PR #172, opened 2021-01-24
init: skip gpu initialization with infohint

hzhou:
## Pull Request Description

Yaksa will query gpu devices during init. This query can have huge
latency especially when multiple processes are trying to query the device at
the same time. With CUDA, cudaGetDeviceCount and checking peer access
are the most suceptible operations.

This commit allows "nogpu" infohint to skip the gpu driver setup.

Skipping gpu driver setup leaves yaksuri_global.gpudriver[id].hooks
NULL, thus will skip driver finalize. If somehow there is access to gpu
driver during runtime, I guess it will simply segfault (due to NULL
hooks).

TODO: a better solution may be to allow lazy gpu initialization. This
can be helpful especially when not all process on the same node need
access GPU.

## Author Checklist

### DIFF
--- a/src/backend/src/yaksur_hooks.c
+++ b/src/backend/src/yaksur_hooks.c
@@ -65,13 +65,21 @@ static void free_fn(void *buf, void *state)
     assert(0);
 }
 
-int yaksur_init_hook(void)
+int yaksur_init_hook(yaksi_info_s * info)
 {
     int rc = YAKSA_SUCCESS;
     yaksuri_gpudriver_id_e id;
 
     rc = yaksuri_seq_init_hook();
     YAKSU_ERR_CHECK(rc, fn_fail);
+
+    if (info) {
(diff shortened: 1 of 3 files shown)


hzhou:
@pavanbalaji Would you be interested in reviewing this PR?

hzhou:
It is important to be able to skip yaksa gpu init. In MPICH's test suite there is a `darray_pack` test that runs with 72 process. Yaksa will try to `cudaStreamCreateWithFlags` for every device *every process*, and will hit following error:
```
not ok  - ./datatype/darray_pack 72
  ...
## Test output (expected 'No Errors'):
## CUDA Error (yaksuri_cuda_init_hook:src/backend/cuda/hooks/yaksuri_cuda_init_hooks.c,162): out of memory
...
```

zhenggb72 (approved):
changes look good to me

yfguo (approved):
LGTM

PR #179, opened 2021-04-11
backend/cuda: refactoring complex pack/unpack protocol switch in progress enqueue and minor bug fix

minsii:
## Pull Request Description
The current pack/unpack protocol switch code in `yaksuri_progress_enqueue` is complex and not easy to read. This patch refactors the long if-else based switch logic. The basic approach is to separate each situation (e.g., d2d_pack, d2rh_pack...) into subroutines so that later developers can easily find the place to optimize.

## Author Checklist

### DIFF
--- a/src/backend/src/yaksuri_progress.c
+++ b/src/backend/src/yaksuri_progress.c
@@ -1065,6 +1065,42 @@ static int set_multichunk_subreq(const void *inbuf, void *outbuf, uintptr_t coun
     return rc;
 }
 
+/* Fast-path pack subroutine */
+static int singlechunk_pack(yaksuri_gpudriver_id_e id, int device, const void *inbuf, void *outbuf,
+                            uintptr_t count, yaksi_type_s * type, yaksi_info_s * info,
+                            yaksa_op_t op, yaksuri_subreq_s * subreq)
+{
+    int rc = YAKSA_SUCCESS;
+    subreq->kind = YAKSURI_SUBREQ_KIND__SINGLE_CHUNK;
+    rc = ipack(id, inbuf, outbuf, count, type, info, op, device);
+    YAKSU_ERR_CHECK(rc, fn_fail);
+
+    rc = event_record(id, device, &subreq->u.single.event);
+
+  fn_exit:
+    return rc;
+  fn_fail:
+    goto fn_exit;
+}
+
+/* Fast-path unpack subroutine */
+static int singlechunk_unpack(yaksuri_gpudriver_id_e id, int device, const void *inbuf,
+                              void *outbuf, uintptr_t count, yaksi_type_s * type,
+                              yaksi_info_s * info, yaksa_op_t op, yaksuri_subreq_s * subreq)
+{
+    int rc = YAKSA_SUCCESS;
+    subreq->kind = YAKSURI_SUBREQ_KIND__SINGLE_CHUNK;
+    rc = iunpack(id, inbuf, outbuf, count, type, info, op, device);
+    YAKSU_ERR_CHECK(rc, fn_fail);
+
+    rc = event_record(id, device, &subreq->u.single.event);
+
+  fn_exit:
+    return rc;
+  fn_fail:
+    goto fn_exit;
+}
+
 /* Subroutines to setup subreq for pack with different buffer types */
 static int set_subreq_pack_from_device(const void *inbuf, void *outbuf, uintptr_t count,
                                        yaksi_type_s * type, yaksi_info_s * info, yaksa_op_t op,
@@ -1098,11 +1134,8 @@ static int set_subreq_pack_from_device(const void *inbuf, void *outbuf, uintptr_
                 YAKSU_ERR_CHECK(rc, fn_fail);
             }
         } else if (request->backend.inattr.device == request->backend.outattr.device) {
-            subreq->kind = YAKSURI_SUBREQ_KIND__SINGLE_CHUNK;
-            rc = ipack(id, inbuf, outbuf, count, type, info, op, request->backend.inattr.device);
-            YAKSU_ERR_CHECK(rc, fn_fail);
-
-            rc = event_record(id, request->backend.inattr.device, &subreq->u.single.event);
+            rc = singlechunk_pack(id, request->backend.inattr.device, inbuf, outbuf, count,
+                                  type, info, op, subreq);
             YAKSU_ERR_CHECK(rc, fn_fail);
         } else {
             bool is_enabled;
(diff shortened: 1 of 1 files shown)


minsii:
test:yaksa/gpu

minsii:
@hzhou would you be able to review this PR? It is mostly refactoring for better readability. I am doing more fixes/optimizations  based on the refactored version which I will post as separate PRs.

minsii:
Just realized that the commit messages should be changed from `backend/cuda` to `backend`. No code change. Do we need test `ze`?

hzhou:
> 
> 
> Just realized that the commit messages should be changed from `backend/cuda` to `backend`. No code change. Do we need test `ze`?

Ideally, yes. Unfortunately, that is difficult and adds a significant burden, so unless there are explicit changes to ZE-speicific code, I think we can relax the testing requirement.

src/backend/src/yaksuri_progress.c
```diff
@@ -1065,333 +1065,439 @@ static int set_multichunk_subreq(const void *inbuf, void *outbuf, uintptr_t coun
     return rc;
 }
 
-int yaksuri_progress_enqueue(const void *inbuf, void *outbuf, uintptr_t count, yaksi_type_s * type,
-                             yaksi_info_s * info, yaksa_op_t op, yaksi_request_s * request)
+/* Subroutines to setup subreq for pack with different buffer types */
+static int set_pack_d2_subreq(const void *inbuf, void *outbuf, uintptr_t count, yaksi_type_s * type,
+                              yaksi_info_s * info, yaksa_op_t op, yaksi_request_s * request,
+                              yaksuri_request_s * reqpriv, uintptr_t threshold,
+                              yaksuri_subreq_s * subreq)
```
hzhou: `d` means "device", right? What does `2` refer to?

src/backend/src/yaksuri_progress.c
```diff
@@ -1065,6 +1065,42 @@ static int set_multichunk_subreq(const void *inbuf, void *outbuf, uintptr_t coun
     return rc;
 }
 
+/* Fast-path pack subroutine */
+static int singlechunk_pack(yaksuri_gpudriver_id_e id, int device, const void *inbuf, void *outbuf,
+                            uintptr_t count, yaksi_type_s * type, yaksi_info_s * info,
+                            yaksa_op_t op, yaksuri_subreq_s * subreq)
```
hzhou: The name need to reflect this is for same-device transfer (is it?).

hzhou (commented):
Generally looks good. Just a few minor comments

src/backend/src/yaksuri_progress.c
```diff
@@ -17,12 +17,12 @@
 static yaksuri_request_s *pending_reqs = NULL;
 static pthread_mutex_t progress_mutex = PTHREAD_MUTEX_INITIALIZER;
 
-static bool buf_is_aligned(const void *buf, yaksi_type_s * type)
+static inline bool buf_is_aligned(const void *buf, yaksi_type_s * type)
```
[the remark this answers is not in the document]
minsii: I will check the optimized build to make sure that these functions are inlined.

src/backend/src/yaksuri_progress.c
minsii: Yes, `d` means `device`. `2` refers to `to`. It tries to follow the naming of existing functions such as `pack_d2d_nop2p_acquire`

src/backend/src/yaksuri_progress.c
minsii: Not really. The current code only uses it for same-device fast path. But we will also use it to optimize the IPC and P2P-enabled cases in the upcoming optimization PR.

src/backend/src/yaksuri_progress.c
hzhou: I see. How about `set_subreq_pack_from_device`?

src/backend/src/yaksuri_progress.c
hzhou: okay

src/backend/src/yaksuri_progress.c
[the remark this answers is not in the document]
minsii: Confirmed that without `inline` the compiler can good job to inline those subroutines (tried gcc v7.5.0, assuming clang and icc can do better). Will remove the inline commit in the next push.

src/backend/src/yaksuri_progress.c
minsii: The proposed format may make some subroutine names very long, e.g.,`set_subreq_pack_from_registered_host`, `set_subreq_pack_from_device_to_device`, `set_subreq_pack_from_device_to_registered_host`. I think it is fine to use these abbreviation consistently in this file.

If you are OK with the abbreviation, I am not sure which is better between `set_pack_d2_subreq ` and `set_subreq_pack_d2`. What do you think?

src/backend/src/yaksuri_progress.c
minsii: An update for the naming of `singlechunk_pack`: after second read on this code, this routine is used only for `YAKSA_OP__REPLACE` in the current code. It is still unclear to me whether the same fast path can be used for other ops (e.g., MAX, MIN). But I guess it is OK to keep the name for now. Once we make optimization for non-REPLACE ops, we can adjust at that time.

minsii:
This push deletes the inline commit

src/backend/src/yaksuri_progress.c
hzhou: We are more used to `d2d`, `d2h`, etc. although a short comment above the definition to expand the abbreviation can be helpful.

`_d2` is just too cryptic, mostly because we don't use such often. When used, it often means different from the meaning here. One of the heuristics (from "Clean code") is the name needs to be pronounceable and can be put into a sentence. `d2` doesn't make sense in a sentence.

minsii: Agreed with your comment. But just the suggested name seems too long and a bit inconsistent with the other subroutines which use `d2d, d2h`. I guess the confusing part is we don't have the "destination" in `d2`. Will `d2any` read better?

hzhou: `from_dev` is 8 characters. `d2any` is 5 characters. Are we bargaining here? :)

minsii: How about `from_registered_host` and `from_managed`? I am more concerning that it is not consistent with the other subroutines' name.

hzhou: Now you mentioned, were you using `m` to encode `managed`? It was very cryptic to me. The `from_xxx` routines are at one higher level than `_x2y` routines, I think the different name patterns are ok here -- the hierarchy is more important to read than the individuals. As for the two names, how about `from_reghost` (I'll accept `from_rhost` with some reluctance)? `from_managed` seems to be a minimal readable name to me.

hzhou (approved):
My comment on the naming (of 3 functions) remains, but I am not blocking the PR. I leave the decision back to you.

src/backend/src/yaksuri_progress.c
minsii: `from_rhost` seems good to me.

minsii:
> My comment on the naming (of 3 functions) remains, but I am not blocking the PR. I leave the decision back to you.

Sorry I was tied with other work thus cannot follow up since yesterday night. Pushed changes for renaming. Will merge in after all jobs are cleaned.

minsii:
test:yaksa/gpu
* * *
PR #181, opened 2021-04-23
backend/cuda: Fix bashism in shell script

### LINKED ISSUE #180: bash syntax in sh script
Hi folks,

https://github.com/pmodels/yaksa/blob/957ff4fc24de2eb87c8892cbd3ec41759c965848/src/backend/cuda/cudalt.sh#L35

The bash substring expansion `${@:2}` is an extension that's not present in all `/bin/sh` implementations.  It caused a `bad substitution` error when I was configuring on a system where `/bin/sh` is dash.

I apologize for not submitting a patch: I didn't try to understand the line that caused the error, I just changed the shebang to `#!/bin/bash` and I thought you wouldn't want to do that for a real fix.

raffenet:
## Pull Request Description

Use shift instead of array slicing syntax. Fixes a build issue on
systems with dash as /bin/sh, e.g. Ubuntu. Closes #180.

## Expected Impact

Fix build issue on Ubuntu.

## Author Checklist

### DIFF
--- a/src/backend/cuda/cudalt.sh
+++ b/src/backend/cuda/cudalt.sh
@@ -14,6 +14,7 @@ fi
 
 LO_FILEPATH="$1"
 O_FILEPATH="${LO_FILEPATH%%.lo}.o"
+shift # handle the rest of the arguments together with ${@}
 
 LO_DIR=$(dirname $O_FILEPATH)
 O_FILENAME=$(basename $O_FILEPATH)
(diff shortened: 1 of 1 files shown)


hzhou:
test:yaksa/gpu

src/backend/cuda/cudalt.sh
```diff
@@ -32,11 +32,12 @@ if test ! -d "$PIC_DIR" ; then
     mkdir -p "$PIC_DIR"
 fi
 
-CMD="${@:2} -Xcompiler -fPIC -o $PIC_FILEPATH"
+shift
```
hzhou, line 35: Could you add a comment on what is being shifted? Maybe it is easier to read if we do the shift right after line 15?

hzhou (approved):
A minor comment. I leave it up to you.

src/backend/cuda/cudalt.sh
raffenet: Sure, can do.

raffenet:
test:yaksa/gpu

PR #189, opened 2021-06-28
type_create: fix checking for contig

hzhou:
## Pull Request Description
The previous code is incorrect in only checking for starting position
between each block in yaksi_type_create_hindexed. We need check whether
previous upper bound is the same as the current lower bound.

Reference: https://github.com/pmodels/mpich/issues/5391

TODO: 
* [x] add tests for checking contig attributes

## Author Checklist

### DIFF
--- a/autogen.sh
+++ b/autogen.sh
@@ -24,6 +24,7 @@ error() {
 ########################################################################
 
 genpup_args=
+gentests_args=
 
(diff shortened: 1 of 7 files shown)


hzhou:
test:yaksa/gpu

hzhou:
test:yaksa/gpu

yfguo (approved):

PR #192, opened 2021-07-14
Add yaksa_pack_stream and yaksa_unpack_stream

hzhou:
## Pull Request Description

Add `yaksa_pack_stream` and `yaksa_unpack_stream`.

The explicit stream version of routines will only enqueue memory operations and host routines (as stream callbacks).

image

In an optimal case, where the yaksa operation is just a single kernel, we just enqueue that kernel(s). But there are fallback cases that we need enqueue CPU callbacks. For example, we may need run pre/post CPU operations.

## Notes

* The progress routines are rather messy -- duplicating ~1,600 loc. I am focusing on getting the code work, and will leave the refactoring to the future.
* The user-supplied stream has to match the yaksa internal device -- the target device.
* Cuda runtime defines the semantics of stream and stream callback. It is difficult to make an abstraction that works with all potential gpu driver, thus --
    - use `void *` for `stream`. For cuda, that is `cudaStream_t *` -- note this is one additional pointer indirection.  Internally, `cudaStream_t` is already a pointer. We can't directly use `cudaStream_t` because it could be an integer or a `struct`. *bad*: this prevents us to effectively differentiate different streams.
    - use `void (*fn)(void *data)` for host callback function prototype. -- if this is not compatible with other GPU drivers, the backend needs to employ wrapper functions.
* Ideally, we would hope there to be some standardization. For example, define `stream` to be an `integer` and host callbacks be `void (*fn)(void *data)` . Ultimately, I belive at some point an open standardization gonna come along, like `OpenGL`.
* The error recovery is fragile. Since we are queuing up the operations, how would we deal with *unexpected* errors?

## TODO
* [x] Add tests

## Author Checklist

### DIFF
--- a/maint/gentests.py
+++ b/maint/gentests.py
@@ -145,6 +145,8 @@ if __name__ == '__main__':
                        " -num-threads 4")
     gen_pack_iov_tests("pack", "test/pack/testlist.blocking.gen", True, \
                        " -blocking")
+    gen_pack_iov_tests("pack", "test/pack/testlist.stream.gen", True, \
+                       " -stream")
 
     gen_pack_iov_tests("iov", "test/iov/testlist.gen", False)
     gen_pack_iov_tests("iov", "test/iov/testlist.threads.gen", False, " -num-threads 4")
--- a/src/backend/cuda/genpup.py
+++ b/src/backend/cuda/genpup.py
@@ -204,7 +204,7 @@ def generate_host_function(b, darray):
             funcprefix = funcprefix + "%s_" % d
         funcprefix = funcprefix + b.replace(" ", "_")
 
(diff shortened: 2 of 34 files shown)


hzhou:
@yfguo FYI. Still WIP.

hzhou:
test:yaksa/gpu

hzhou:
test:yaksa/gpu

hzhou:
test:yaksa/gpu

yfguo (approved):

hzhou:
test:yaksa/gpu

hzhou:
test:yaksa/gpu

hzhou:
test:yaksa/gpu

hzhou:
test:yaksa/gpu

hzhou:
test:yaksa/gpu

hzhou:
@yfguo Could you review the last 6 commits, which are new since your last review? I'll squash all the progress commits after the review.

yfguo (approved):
* * *
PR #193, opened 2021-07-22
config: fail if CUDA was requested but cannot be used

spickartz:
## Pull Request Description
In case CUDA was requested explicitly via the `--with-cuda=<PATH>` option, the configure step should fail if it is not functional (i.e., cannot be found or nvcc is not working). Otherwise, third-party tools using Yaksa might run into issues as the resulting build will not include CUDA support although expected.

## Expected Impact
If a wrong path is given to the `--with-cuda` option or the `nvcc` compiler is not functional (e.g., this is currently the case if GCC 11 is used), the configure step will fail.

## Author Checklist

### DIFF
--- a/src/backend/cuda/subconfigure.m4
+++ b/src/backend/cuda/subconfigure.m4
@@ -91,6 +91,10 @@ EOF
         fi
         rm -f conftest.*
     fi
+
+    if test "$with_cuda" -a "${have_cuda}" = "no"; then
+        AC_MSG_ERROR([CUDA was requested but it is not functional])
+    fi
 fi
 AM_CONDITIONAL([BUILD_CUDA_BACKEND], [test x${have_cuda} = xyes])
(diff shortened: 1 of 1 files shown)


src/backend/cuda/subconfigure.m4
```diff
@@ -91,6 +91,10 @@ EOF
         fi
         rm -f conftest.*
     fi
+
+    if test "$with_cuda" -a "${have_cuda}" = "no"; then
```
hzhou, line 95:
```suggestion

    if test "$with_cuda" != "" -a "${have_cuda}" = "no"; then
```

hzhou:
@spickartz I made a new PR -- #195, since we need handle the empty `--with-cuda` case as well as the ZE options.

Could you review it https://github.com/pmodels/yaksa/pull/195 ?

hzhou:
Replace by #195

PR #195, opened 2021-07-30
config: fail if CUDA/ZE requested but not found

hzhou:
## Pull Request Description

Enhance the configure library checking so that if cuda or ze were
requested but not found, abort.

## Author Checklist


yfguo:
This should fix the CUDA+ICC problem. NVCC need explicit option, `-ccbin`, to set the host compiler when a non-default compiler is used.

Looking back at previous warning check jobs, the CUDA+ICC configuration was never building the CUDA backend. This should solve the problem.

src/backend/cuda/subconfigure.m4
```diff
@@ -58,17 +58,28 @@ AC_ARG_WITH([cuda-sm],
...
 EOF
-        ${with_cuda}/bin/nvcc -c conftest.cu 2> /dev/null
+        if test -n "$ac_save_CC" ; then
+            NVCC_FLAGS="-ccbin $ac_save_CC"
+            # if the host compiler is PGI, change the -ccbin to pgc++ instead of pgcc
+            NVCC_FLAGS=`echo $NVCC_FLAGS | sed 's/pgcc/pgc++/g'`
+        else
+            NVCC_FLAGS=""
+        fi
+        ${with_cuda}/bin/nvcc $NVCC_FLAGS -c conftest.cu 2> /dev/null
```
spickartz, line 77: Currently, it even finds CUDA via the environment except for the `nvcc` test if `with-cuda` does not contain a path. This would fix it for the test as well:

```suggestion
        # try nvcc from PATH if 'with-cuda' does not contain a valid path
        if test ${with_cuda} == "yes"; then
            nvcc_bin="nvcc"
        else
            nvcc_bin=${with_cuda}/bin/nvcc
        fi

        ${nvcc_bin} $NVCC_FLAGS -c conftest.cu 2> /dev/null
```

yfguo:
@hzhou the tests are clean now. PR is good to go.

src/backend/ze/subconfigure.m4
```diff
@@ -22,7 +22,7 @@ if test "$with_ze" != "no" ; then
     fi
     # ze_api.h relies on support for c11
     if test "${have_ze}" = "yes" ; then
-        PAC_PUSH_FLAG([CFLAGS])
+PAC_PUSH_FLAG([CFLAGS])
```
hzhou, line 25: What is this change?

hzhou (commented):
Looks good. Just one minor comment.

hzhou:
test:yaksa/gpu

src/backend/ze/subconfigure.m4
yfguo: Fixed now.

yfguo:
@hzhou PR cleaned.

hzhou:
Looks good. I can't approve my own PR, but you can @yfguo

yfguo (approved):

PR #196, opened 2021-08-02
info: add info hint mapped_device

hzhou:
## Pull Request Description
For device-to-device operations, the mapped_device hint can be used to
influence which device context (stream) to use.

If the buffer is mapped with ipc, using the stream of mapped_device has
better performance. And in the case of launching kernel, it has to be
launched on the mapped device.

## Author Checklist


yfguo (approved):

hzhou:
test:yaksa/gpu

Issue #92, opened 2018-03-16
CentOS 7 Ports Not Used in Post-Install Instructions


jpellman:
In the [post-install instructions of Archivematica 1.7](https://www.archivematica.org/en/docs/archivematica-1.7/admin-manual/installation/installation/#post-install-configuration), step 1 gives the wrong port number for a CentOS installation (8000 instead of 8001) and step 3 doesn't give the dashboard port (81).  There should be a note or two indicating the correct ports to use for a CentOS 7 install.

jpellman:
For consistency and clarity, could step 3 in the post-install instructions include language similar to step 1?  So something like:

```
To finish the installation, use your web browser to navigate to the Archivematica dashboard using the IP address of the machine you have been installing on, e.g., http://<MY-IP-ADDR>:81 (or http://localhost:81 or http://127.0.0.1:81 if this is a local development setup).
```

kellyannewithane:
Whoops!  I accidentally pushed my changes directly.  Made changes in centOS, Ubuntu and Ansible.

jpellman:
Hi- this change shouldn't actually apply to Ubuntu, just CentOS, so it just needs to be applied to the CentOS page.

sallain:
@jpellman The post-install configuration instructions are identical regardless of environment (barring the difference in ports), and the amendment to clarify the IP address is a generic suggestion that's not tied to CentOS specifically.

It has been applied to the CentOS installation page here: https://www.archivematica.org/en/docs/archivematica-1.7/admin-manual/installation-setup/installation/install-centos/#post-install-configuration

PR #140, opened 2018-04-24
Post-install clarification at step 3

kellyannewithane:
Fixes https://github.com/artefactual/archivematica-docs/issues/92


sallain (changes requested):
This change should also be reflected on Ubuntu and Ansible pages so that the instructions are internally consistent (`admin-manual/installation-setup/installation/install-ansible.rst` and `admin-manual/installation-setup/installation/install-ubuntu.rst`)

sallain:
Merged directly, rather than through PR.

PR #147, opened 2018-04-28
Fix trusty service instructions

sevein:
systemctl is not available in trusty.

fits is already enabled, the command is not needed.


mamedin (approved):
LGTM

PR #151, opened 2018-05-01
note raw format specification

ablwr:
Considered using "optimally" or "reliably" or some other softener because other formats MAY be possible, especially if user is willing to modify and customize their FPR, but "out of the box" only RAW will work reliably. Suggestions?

-- YOUR GOAL --
In the listing, find every line containing the word "difficult" and list it.

-- ANSWER TO THIS EXERCISE --
Ideally, yes. Unfortunately, that is difficult and adds a significant burden, so unless there are explicit changes to ZE-speicific code, I think we can relax the testing requirement.
* Cuda runtime defines the semantics of stream and stream callback. It is difficult to make an abstraction that works with all potential gpu driver, thus --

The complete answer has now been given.